Ketika dia beristirahat di atas bale-bale , lewatlah seorang raja yang mengendarai kereta kencana dipayungi payung emas. Pemahat batu berkeluh kesah: “alangkah enaknya bila aku jadi raja kemana-mana bisa berkereta dan diiring pasukan.”. Malaikat di langit mendengarkan keluhnya dan mengabulkannya menjadi raja.
Suatu ketika musim kemarau yang terik melanda kerajaannya. Sinar mentari membuat tanaman di kerajaannya menjadi layu dan gersang. Sang raja berkeluh kesah; “ seandainya aku jadi matahari, aku akan menjadi terkuat di dunia.” Malaikatpun berbaik hati mengabulkan permintaannya menjadi matahari.

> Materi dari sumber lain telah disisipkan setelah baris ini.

PR #746, opened 2022-12-09
Boiler plate content for reasons for rejection

MaeveRoseveare:
When a provider rejects a candidate, we want to show some text to help the candidate take the next step and keep them in the application journey. We also know that sometimes the rejection reasons from providers is not helpful.
Trello ticket: https://trello.com/c/zmcV9v7v/495-r4r-draft-boiler-plate-feedback-text

When all 3 applications are unsuccessful, we would show some 'boiler plate' content above the applications to help them onto the next step.

Image below shows the text above the rejected applications, each bullet point would only show depending in what 'rejection reason' a provider chooses. From analysis, the majority of providers only ever select 1 or 2 reasons. So in the screenshot below a candidate would mostly only see 1 or 2 bullet points (I've included more just to see what it would look like).

Screenshot 2022-12-09 at 14 34 08

### DIFF
--- a/app/routes/application/dashboard.js
+++ b/app/routes/application/dashboard.js
@@ -334,23 +334,21 @@ module.exports = router => {
       case 'ended-without-success':
         choices.ABCDE.status = 'Unsuccessful'
         choices.ABCDE.feedback = {
-          personalStatement: {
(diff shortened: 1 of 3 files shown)


MaeveRoseveare:
[R4R: Draft boiler plate feedback text](https://trello.com/c/zmcV9v7v/495-r4r-draft-boiler-plate-feedback-text)

frankieroberto (approved):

Matahari berlaku seenaknya dan membakar bumi. Suatu ketika awan datang dan menghalangi sinar teriknya. Mataharipun kecewa karena ada  lawan yang lebih kuat darinya. Mataharipun berkata; “aku ingin jadi awan yang sangat kuat”. Malaikatpun mengujinya dengan menjadikannya sebagai awan.
Awan kemudian memamerkan kekuatannya. Dihimpunnya uap air dan diturunkan menjadi hujan deras yang menyebabkan banjir bandang. Bangunan, pohon, jembatan dan semua diterjang. Namun awan terkesima ketika melihat sebuah batu yang tegak kokoh berdiri tak bergeming dari banjir. Awan berpikir, batu lebih kuat darinya. “jadikanlah aku menjadi batu” teriaknya.  Malaikatpun menuruti kehendaknya menjadi batu.

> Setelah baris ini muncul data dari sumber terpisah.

PR #757, opened 2023-01-13
Adding SKE info to other places in apply

MaeveRoseveare:
Exploring where else we could add info about subject knowledge enhancement (SKE) courses.

We've looked at various places we could add this information, and mocked up one option on the 'Suitability to teach a subject or age group' - this feels like the only place we could add more info. See screenshot below. 

However, it still doesn't feel quite right to say this here, it has nothing to do with what we're asking candidates to do here. Also, not everyone can do an SKE, so do we want to send people away at this point to the GIT page - rather let them fill out the form.

If we did conditional content, it feels like a lot of work for a very small amount of text, that we're not sure people will even read. We could only do conditional text if we know what course the candidate has chosen, however there is no guarantee that a candidate might start this section before choosing a course.

Screenshot 2023-01-13 at 13 58 15

Further comments about the other areas we explored are in this trello ticket: https://trello.com/c/rc1jMLja/1075-investigate-where-else-we-could-surface-ske-information-for-candidates

### DIFF
--- a/app/views/application/subject-knowledge/index.html
+++ b/app/views/application/subject-knowledge/index.html
@@ -20,6 +20,8 @@
 {% block primary %}
   <p class="govuk-body">If you’re applying for secondary teacher training, describe your knowledge of the subjects you’d like to teach.</p>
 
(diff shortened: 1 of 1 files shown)


MaeveRoseveare:
[Investigate where else we could surface SKE information for candidates](https://trello.com/c/rc1jMLja/1075-investigate-where-else-we-could-surface-ske-information-for-candidates)

MylesJarvis:
Closing now we're not doing this.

Batu menikmati keberadaannya yang kokoh, tapi suatu ketika dia merasa kesakitan ketika ada seorang pemahat datang dan membelahnya. Batu tersadar bahwa ada pihak lain yang lebih kuat darinya. “Jadikanlah aku seorang pemahat”, jeritnya. Malaikatpun kembali menyetujui pintanya menjadi pemahat batu.
Sejak saat itu si pemahat batu tersadar bahwa keinginan manusia tidak akan pernah ada putusnya. Kebahagiaan hanya akan bisa dicapainya bila dia bisa mengelola rasa cukup dan syukurnya.  Sejak sata itu di menjadi pemahat yang rajn bekerja, tapi dia merasa puas dengan hasil kerjanya walau upahnya tetap kecil dan tiada jauh berbeda dengan awalnya.  (Dikutip dari buku Max Havelaar karya Multatuli , 1859 yang edisi bahasa Indonesia terbit tahun 2014)

Sudahkah puasa Ramadhan kali ini membuat kita menjadi seorang pemahat batu yang sudah mengalami pencerahan  sehingga bisa lebih bersyukur dan merasa cukup atas rejeki yang kita peroleh?